Foyt has the remarkable record of seven victories to start a season. He had seven in 1964. Foyt’s wins came at the Phoenix 100, Trenton 100, the Indianapolis 500, the Rex Mays Classic in Milwaukee, the Langhorne 100, the Trenton 150, and the Tony Bettenhausen Memorial in Springfield, IL.

Bourdais’s four straight wins came in 2006. They came at Long Beach, the Grand Prix of Houston, the Tecate Grand Prix of Monterrey in Mexico, and the Time Warner Cable Road Runner 225 in Milwaukee. Unser’s three straight wins came in 1971. Unser’s first two wins that year came at the Rafaela Indy 300 (two separate races) from Argentina, and his third straight win was at the Phoenix 150. In 1971, Al Unser had stiff competition from his older brother Bobby, who won twice in 1971, and had the pole position in Phoenix.

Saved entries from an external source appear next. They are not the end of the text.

PR #2694, opened 2024-05-10
ASR -> CPython: Add `list` method visitors

kmr-srbh:
```python
from lpython import i32, f64

# global scope
my_first_list: list[i32] = [1, 2, 3, 4, 5]
print(my_first_list)

my_first_list.append(4)
my_first_list.remove(2)
print(my_first_list.count(4))
my_first_list.insert(0, 1)
my_first_list.clear()

# local scope
def f():
    my_first_list: list[i32] = [1, 2, 3, 4, 5]
    print(my_first_list)

    my_first_list.append(4)
    my_first_list.remove(2)
    print(my_first_list.count(4))
    my_first_list.insert(0, 1)
    my_first_list.clear()


f()
```
```console
(base) saurabh-kumar@Awadh:~/Projects/System/lpython$ ./src/bin/lpython ./examples/example.py --show-python
def __main__global_stmts():
    my_first_list = [1, 2, 3, 4, 5]
    print(my_first_list)
    my_first_list.append(4)
    my_first_list.remove(2)
    print(my_first_list.count(4))
    my_first_list.insert(0, 1)
    my_first_list.clear()
    f()
def f():
    my_first_list: list[i32]
    my_first_list = [1, 2, 3, 4, 5]
    print(my_first_list)
    my_first_list.append(4)
    my_first_list.remove(2)
    print(my_first_list.count(4))
    my_first_list.insert(0, 1)
    my_first_list.clear()
```


kmr-srbh:
@Shaikh-Ubaid could you please look into the anomaly occurring in the generated code when a function call is present inside a function, as in, `print(my_first_list.count(4))`?

src/libasr/codegen/asr_to_python.cpp
```diff
@@ -636,6 +636,52 @@ class ASRToLpythonVisitor : public ASR::BaseVisitor<ASRToLpythonVisitor>
     void visit_SetConstant(const ASR::SetConstant_t &x) {
         visit_AggregateConstant(x.n_elements, x.m_elements, "{", "}");
     }
+
+    // An aggregate visitor for list methods with 0 or 1 argument
+    void visit_UnaryListMethods(ASR::expr_t* list, std::string method_name, ASR::expr_t* arg=nullptr) {
+        std::string r = indent;
```
Shaikh-Ubaid, line 642: A function call can be of two types:
- when it returns some value (so it is like an expression)
- when it does not return value (so it is like a statement) (in this case we call it a subroutine call)

So,
- When the function call is like an expression, it does not need indent and "\n" at the end.
- When the function call is like a statement, it needs the indent and "\n" at the end.

Please update your approach as per the above. Thanks.

kmr-srbh: Thank you very much for the advice @Shaikh-Ubaid! :) I will push the changes in a while. :+1:

Shaikh-Ubaid (approved):
LGTM, thanks!

PR #2695, opened 2024-05-10
Added support for subs attribute

anutosh491:
This allows us to address the following case 
```
from lpython import S
from sympy import Symbol, sin

def main0():
    x: S = Symbol('x')
    y: S = Symbol('y')
    z: S = sin(x)
    s: S = z.subs(x, y)
    print(s)

main0()
```
```
sin(y)
(lf) anutosh491@spbhat68:~/lpython/lpython$ lpython --enable-symengine examples/expr2.py --backend=c
sin(y)
```


certik (approved):
I think that this is fine. Thanks!

Issue #2676, opened 2024-04-30
Bug: Comparing lists using the `==` and `!=` operators leads to an LLVM code generation error


kmr-srbh:
```python
from lpython import i32

my_first_list: list[i32] = [1, 2, 3, 4]
my_second_list: list[i32] = [5, 6, 7, 8]

print(my_first_list == my_second_list)
```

Dixon meanwhile only trails Foyt and Mario Andretti for most IndyCar wins all-time. Foyt has 67 wins and Andretti has 52 wins.

On Sunday, Dixon was unable to extend the streak to four straight wins. He finished 12th in the second race of the REV Group Grand Prix in Elkhart Lake, WI. Even though Dixon lost, it was still a win for Target Chip Ganassi Racing, as Dixon’s teammate, Felix Rosenqvist of Sweden was victorious.